This piece was written in 2009.
When I read this book I could see nothing in it but the idea that you have been given this gift of life and you have to do the right thing by it. That to give up on finding love and happiness is to scorn this gift.
And yet…maybe the very opposite is true. Maybe what I should have seen is the idea that you should stay where you are, that the miserable life you know is better than the unknown dangers of the happiness and love you could choose to seek.
And yet…maybe it is simply thus: the best whodunnit ever.

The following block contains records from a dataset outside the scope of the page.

PR #359, opened 2017-11-14
Add tx test cases to sync_SUITE + various fixes

uwiger:
[Finishes #152820357]
Errors found and fixed:
- aec_keys must verify key pair read from disk
- aec_keys slightly refactored; check_keypair() fn added
- aec_keys can be configured using epoch.config
- aex_tx_pool:peek() slightly broken
- aeu_requests:transactions() broken
- mempool not updated when mined block written to chain
- add naive (note!) mempool sync to node sync
- aec_sync should always try to write all fetched blocks
- add test cases in sync_SUITE
- tx serialization fixed for swagger compliance
- bug in aeu_env JSON config parsing
- aec_mining pattern-match error when checking mempool for txs

### DIFF
--- a/apps/aeutils/src/aeu_requests.erl
+++ b/apps/aeutils/src/aeu_requests.erl
@@ -61,21 +61,36 @@ block(Peer, Hash) ->
 -spec transactions(aec_peers:peer()) -> response([aec_tx:signed_tx()]).
 transactions(Peer) ->
     Uri = aec_peers:uri(Peer),
-    Response = process_request(Uri, post, "transactions", []),
-    case Response of
-        {ok, Map} ->
-            Txs = maps:get('Transactions', Map, []),
-            {ok, lists:map(
-                   fun(T) ->
-                           aec_tx_sign:deserialize_from_binary(
-                             base64:decode(T))
-                   end, Txs)}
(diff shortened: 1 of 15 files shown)


apps/aeutils/src/aeu_requests.erl
```diff
@@ -61,21 +61,36 @@ block(Peer, Hash) ->
...
+                 lager:error("Error decoding transactions: ~p", [Reason]),
+                 {error, Reason}
+         end
+    catch
+        error:_Reason1 ->
+            lager:error("Wrong response type: ~p", [Response]),
+            {error, wrong_response_type}
     end.
 
+tx_response({ok, #{'Transactions' := Txs}}) -> Txs;
```
sennui: why do we have two different keys in the map envelope

uwiger: It follows from the Swagger specification: `'Transactions'` is an array of transaction objects; `<<"tx">>` is an envelope around the serialized tx binary.

Unfortunately, swagger seems to have problems with more complex array definitions (e.g. 'an array of objects that are themselves arrays of objects'). If someone can achieve a working solution for that, it would be great.

PR #360, opened 2017-11-14
Make it possible to run a single test module from the Makefile

UlfNorell:
For instance,
```
  make test SUITE=apps/aecore/test/aec_eunit TEST=aec_pow_cuckoo_tests
  make eunit TEST=aec_mining_tests
```

`make test` requires a `SUITE` and and optional `TEST` module, `make eunit` just takes
a `TEST` module.

### DIFF
--- a/Makefile
+++ b/Makefile
@@ -1,6 +1,20 @@
 CORE = rel/epoch/bin/epoch
 VER := $(shell cat VERSION)
 
+CT_TEST_FLAGS =
+EUNIT_TEST_FLAGS =
+ifdef SUITE
+CT_TEST_FLAGS += --suite=$(SUITE)_SUITE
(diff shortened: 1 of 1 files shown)


Makefile
```diff
@@ -1,6 +1,16 @@
 CORE = rel/epoch/bin/epoch
 VER := $(shell cat VERSION)
 
+CT_TEST_FLAGS =
+EUNIT_TEST_FLAGS =
+ifdef SUITE
+CT_TEST_FLAGS += --suite=$(SUITE)_SUITE
```
uwiger: It would be sweet to also support `--group` (important for `aecore_sync`)

UlfNorell: Fixed.

PR #361, opened 2017-11-14
Work around intermittent cuckoo cycle failures

UlfNorell:
With 5 parallel threads, the cuckoo cycle miner fails to
find an existing solution around 10% of the time (on my
machine), causing the tests in `aec_pow_cuckoo_tests`
to fail.

The ideal solution to the problem would be to fix the race
conditions in the C++ code, but until that happens the
work around is to call the miner repeatedly (up to 10 times)
until it finds a solution.

### DIFF
--- a/apps/aecore/test/aec_mining_tests.erl
+++ b/apps/aecore/test/aec_mining_tests.erl
@@ -20,6 +20,23 @@
                     145,96,71,82,28,176,23,5,128,17,245,174,170,199,54,248,167,43,185,12,108,91,
                     107,188,126,242,98,36,211,79,105,50,16,124,227,93,228,142,83,163,126,167,206>>).
 
+%% How many times to try to generate solution before giving up.
+%% aec_pow_cuckoo:generate/3 has around a 10% failure rate for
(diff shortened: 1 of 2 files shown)


apps/aecore/test/aec_mining_tests.erl
```diff
@@ -20,6 +20,23 @@
                     145,96,71,82,28,176,23,5,128,17,245,174,170,199,54,248,167,43,185,12,108,91,
                     107,188,126,242,98,36,211,79,105,50,16,124,227,93,228,142,83,163,126,167,206>>).
 
+%% How many times to try to generate solution before giving up.
+%% aec_pow_cuckoo:generate/3 has around a 10% failure rate for
```
zp-sd: how do we know about 10% rate?

UlfNorell: I ran the same problem 10,000 times and counted :).

UlfNorell:
Another option is to wait for #363 and then change the tests to run single threadedly. I filed PT-152877656.

UlfNorell:
These changes are getting integrated with #363 so closing this PR.

PR #534, opened 2017-12-21
Refactor HTTP endpoint for /info

velzevur:
[Pivotal story](https://www.pivotaltracker.com/story/show/153780478)
* created a public /version for returning the `version`, `revision` and `genesis hash`
* protected /info (to be active only when a setting is on) and added more data to it - block difficulties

There is a sex scene. Even though I’ve read the book twice, I forgot this until rereading it a third time today:
I got back into my own bed. The point is that you raise your hand if you can see someone else with red hair. Serafin raises her hand. Summerchild raises his violin. I raise my trombone. I begin to play with great pleasure. The secret, I discover, is in the long, regular strokes of the slide. I laugh as I play – it’s so easy and so delightful. The sunlight flashes on the bell of the instrument. It swells in the lovely warmth, and pulses, and melts, and all the sweetness of the world comes bursting out…
I am wide awake as I get out of bed this time, and the appallingly cosy warm wetness around my shrinking genitals turns soberly chill as the night air strikes it. I look very levelly at myself in the bathroom mirror as I wait for the water to run warm, and the same old face I went to bed with looks levelly back at me. My beard is trim and grey again, not wild and red. I think we are both shocked and surprised, my face and I. This hasn’t happened to us for a number of years. What’s going on? The great muddle of the world, the great muddle of the past, is reaching out for us, reaching into us, and we don’t like it.
My face has stopped looking at me, though, I realise. I think it’s thinking about something else. About how insidious, how overpowering, how irresistible that forgotten sweetness for one moment was.
Generally I’m pleased that Frayn has so much to say that he can leave the sex altogether for the many writers who face the daunting task of empty pages and not nearly enough to put on them. Yet I read this and think even sex is something he could make better than it is.
Having thought about this book for months, and reread it several times against my own principles, I fail to see an adequate way of reviewing it.
I have this strong sense it is an important book that everybody in the world should read. Perhaps the bottom line is that if you are miserable and wish to stay where you are, it will comfort you. It won’t make you feel less miserable, but it will make you feel like you are better off than the crazy people. If you are miserable and believe that you should seek love and happiness, it will make you see with clarity and certainty that anything is worth that.
And if perchance you are one of those lucky people who is quite content with his lot, you will nonetheless be delighted by a charming and amusing account of human nature.
I have this strong sense that the world would be a better place if everybody read this book. But maybe I have to feel like that, having given up one life in search of another. Mostly I believe in the optimism I took from it. But there are days when I sit and wonder, Jesus, Michael Frayn, what the fuck have you done to me?
On those days I want to reword the definition of happiness as put forward by Summerchild as he and Serafin set upon an investigation into the nature of happiness. Eventually it becomes simple and clear to them. Summerchild says:
I should say that happiness is being where one is and not wanting to be anywhere else.
Yes. To be sure. If you are happy that is so clearly true. And yet….there are these days where I wonder if it is enough to say happiness is not being where you don’t want to be? Would that do instead?